RAWSHOT lets you reuse your shoot direction with click-driven settings and then generate fresh on-model imagery. It also keeps provenance and labeling attached to each output so your updates don’t create uncertainty for compliance or approvals.

How do we turn a flat duffel bag product image into catalog-ready on-model shots?

You upload the garment details, then set the camera and scene using the RAWSHOT controls: framing (including close-up and detail), pose, angle, and lighting presets. You also pick a background and a visual style so the result matches your existing PDP art direction.

The key is garment-led generation: RAWSHOT represents fabric and drape faithfully and avoids the random product mutation that happens when the system is driven by free text. Once the look is approved, repeat the same settings for additional SKUs.

How does garment-led control beat prompt roulette for duffel bag PDPs?

Prompt roulette asks the system to interpret language, and that interpretation changes from run to run. Garment-led control keeps the product as the brief, so your duffel bag details stay consistent while you adjust look and composition with explicit UI controls.

In practice, you reduce garment drift, avoid invented branding, and keep the same model face across your catalog so listings feel coherent. You’re also working with signed provenance and labeled outputs, which makes publishing decisions easier for teams.

What licensing and labeling comes with generated duffel bag images?

You get full commercial rights to every output, permanent and worldwide. Each image includes signed provenance and AI labeling cues, supported by a per-image signed audit trail so your team can justify and trace assets during approvals.

This matters for brands operating under compliance review or marketplace standards. RAWSHOT’s honesty-first metadata approach helps reduce the back-and-forth that often appears when rights and provenance are unclear.

Before publishing, what quality checks should we run on on-model outputs?

Start with garment fidelity: confirm duffel bag color, logo placement, and strap/shape representation match the product you’re selling. Then verify visual direction—lighting, background, and aspect ratio—so the output aligns with your PDP and campaign templates.

Finally, check provenance cues and labeling on the exported asset and keep an internal approval workflow per image. With signed audit trail metadata, your team can trust what was generated and when it’s used in your catalog.

How do pricing and token economics work for photo generation?

Photo pricing is flat per image at about $0.55, with generation taking roughly 30–40 seconds each. Tokens never expire, so you can plan batches without time pressure, and failed generations refund their tokens so you don’t lose spend to iteration.

For a duffel bag catalog, that means you can run repeated variants—different lighting or styles—without worrying that a retry will blow up your budget.
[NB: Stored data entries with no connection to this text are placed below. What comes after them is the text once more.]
PR #80, opened 2021-09-14
ALICE3: Add table for ECAL

njacazio:


vkucera (approved):

vkucera:
@njacazio If you want the ALICE3 string to be displayed in the commit history, you need to add it in the commit message as well. The PR title is ignored in case of single-commit PRs.

njacazio:
Hi @vkucera thanks for the suggestion, good to know. It should be ok having it only in the PR title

You can also cancel in one click from the pricing page.

Can we integrate duffel bag generation into our catalog pipeline with an API?

Yes. RAWSHOT provides a REST API for catalog-scale pipelines so you can generate on-model imagery for many SKUs without manually running the browser GUI for each one. You keep the same production logic—directing the shoot with controls—while scaling throughput.
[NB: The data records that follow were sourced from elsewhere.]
PR #74, opened 2021-09-11
Add tracktime task

njacazio:

PR #93, opened 2021-09-18
tofSignal -> tracktime transition

jgrosseo:
Squashed PR https://github.com/AliceO2Group/O2Physics/pull/74 from @njacazio

### DIFF
--- a/ALICE3/TableProducer/alice3-pidTOF.cxx
+++ b/ALICE3/TableProducer/alice3-pidTOF.cxx
@@ -89,8 +89,7 @@ struct ALICE3pidTOFTask {
   template <o2::track::PID::ID id>
   float nsigma(Trks::iterator track)
   {
-    // return (track.tofSignal() - tof::ExpTimes< Trks::iterator, id>::GetExpectedSignal(track.collision(), track)) / sigma<id>(track);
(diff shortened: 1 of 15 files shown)


vkucera (approved):
It is quite unfortunate that the [corresponding AliPhysics PR](https://github.com/alisw/AliPhysics/pull/18517) was already merged 2 days ago which now breaks running on converted data.

jgrosseo:
Hi Vit.
We are reconverting the data over the weekend for which we obviously need the changes in AliPhysics. How would you do it?

vkucera:
> Hi Vit.
> We are reconverting the data over the weekend for which we obviously need the changes in AliPhysics. How would you do it?

OK, if the plan is to deploy reprocessed data on AliHyperloop when the corresponding O2Physics tag is released, I agree there is not much that could be done better.

jgrosseo:
> 
> 
> > Hi Vit.
> > We are reconverting the data over the weekend for which we obviously need the changes in AliPhysics. How would you do it?
> 
> OK, if the plan is to deploy reprocessed data on AliHyperloop when the corresponding O2Physics tag is released, I agree there is not much that could be done better.

Yes, this is the plan. As announced here: https://mattermost.web.cern.ch/alice/pl/i59pk56sx3bkzefz4dn971gxgy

For ecommerce operations, this supports nightly jobs and consistent review cycles. You can also keep provenance and labeling attached to every generated asset as it enters your DAM and storefront workflow.

How do team workflows change when we move from a studio shoot to an on-demand generator?

You shift from scheduling photographers and reprinting setup plans to managing creative direction through UI controls and approvals per output. That makes roles clearer: designers direct the look, ops manage batch runs and token usage, and compliance can rely on signed provenance and labeling.

Once your duffel bag shoot direction is defined, you can produce one-off imagery in the browser or run large batches via API. The result is faster publishing and fewer surprises between drafts and final catalog assets.